Problem to work on: Listed below are entries; give the number of lines among them that include "versions", and only that number.

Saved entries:
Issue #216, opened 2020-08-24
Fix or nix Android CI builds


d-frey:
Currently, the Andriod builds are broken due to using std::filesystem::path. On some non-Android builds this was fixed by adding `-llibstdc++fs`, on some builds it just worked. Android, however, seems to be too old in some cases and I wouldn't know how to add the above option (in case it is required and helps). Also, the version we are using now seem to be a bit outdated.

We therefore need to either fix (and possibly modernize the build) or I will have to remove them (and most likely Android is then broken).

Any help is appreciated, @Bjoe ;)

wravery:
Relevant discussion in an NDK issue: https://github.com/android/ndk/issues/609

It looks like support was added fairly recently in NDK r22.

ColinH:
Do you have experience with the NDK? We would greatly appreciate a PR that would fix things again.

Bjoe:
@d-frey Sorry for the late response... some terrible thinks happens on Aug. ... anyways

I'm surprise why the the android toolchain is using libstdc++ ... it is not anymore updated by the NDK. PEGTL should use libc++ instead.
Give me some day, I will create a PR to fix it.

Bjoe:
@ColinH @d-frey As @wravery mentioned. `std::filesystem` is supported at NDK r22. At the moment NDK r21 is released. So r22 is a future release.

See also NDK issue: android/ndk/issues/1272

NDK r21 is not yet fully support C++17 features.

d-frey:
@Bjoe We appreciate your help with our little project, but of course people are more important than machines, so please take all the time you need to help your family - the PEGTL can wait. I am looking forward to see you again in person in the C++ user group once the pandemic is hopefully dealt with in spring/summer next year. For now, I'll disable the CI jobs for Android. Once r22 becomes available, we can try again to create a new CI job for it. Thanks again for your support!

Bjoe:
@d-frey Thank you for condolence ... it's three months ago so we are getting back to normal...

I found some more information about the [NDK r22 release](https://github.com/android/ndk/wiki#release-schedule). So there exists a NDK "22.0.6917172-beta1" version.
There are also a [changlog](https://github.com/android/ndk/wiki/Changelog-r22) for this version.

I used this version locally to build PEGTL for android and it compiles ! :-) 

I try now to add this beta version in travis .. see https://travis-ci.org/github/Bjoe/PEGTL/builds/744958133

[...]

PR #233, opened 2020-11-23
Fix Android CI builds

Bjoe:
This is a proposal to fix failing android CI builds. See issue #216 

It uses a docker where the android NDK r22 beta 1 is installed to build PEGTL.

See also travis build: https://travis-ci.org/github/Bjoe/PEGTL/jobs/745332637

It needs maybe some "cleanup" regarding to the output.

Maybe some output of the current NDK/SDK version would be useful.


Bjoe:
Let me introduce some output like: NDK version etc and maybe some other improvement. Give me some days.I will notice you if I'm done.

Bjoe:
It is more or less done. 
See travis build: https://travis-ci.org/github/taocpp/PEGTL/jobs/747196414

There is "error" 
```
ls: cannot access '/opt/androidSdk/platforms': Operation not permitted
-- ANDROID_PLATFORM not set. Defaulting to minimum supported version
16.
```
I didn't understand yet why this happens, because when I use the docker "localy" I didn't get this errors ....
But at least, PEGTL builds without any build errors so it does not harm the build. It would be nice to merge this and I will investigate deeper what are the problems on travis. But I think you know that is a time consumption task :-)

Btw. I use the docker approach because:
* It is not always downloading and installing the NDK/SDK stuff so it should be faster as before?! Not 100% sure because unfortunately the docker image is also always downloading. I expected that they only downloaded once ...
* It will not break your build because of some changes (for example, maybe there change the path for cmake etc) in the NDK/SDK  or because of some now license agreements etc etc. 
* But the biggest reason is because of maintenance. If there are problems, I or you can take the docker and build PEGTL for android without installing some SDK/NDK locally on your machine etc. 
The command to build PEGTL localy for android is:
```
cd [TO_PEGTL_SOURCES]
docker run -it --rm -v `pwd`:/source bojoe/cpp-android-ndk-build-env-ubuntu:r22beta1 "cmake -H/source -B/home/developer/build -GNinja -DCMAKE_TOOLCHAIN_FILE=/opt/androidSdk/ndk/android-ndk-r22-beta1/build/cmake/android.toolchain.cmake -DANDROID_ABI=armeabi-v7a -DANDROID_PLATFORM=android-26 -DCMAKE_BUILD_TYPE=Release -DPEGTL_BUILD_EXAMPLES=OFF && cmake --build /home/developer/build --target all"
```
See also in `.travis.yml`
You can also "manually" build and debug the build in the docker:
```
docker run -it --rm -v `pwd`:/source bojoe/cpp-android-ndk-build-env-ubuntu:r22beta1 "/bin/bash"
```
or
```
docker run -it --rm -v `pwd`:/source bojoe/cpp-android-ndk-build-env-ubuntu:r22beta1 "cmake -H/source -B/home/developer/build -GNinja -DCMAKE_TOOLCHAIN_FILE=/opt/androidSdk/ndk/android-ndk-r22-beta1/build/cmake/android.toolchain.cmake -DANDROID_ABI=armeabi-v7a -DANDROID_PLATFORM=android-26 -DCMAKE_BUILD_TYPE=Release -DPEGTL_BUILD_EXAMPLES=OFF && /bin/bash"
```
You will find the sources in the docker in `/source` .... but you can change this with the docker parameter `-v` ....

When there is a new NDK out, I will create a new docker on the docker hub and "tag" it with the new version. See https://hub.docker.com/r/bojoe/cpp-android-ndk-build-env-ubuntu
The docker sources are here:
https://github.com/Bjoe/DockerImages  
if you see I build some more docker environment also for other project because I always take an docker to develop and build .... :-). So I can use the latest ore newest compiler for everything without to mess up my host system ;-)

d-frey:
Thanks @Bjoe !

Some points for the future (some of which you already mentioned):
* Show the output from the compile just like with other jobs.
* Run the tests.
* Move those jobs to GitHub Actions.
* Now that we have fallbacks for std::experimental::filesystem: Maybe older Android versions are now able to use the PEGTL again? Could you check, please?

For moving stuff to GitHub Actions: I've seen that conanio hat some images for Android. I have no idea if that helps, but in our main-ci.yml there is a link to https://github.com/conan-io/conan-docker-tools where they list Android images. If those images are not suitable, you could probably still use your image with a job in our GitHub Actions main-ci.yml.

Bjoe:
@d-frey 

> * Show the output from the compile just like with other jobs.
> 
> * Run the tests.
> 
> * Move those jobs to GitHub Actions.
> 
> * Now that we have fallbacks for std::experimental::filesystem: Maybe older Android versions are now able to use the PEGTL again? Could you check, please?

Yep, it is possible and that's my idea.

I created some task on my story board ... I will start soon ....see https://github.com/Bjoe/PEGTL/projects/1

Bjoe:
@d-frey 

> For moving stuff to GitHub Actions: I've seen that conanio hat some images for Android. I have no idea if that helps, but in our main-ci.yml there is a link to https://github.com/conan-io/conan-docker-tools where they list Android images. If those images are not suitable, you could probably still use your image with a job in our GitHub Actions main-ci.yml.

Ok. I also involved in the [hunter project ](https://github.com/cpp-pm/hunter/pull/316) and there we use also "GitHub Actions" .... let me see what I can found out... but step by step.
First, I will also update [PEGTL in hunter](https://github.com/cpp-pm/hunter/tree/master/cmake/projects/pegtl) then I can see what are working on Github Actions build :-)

Answer to the problem: 2